# [The problem]
Give only the lines from the one containing "-354,6 +354,16 @@" through the end of the material below, exactly as written.

# [Records to use]
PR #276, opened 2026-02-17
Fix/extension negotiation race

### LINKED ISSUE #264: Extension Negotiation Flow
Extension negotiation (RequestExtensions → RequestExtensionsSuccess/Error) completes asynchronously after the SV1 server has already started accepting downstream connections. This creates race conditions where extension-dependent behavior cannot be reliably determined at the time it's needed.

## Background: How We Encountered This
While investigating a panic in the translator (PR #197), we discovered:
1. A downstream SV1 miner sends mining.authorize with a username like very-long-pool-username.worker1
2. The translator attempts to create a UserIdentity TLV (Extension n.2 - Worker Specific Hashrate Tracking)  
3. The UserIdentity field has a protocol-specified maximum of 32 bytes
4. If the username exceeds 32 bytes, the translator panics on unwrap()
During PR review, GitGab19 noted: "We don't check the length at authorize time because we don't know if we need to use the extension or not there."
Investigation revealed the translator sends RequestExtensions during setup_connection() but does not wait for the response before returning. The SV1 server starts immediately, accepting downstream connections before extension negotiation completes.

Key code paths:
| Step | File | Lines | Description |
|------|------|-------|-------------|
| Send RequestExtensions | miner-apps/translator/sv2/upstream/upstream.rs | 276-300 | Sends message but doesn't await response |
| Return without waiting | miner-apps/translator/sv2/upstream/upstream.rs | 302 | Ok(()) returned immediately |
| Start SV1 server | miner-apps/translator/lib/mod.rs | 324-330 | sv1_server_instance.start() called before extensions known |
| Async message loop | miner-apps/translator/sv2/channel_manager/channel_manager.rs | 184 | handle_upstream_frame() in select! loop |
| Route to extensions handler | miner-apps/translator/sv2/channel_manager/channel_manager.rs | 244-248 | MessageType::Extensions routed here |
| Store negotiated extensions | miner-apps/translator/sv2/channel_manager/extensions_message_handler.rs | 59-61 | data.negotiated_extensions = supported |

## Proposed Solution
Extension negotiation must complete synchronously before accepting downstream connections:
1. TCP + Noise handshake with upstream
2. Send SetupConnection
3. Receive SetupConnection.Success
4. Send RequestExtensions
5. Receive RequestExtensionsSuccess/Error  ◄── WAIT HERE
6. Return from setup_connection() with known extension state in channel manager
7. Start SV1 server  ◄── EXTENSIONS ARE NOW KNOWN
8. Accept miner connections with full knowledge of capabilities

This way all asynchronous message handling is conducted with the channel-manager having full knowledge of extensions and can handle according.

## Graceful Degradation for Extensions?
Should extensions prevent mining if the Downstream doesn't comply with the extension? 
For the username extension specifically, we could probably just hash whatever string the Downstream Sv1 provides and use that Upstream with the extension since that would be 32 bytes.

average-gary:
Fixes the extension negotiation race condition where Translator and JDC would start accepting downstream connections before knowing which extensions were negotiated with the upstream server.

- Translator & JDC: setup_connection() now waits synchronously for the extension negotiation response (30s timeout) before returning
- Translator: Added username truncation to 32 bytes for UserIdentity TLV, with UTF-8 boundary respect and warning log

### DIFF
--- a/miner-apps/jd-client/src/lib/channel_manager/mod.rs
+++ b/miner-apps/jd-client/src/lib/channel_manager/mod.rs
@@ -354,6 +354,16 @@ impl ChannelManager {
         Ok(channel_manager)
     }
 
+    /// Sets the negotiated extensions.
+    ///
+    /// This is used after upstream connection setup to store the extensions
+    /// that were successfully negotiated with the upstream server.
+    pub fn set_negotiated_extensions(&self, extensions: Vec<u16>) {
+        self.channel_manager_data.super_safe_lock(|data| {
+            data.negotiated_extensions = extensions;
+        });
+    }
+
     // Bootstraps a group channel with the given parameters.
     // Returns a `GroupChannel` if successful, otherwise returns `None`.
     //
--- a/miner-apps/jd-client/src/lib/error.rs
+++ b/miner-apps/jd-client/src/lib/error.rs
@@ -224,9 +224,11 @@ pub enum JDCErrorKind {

# [Response below]
@@ -354,6 +354,16 @@ impl ChannelManager {
         Ok(channel_manager)
     }
 
+    /// Sets the negotiated extensions.
+    ///
+    /// This is used after upstream connection setup to store the extensions
+    /// that were successfully negotiated with the upstream server.
+    pub fn set_negotiated_extensions(&self, extensions: Vec<u16>) {
+        self.channel_manager_data.super_safe_lock(|data| {
+            data.negotiated_extensions = extensions;
+        });
+    }
+
     // Bootstraps a group channel with the given parameters.
     // Returns a `GroupChannel` if successful, otherwise returns `None`.
     //
--- a/miner-apps/jd-client/src/lib/error.rs
+++ b/miner-apps/jd-client/src/lib/error.rs
@@ -224,9 +224,11 @@ pub enum JDCErrorKind {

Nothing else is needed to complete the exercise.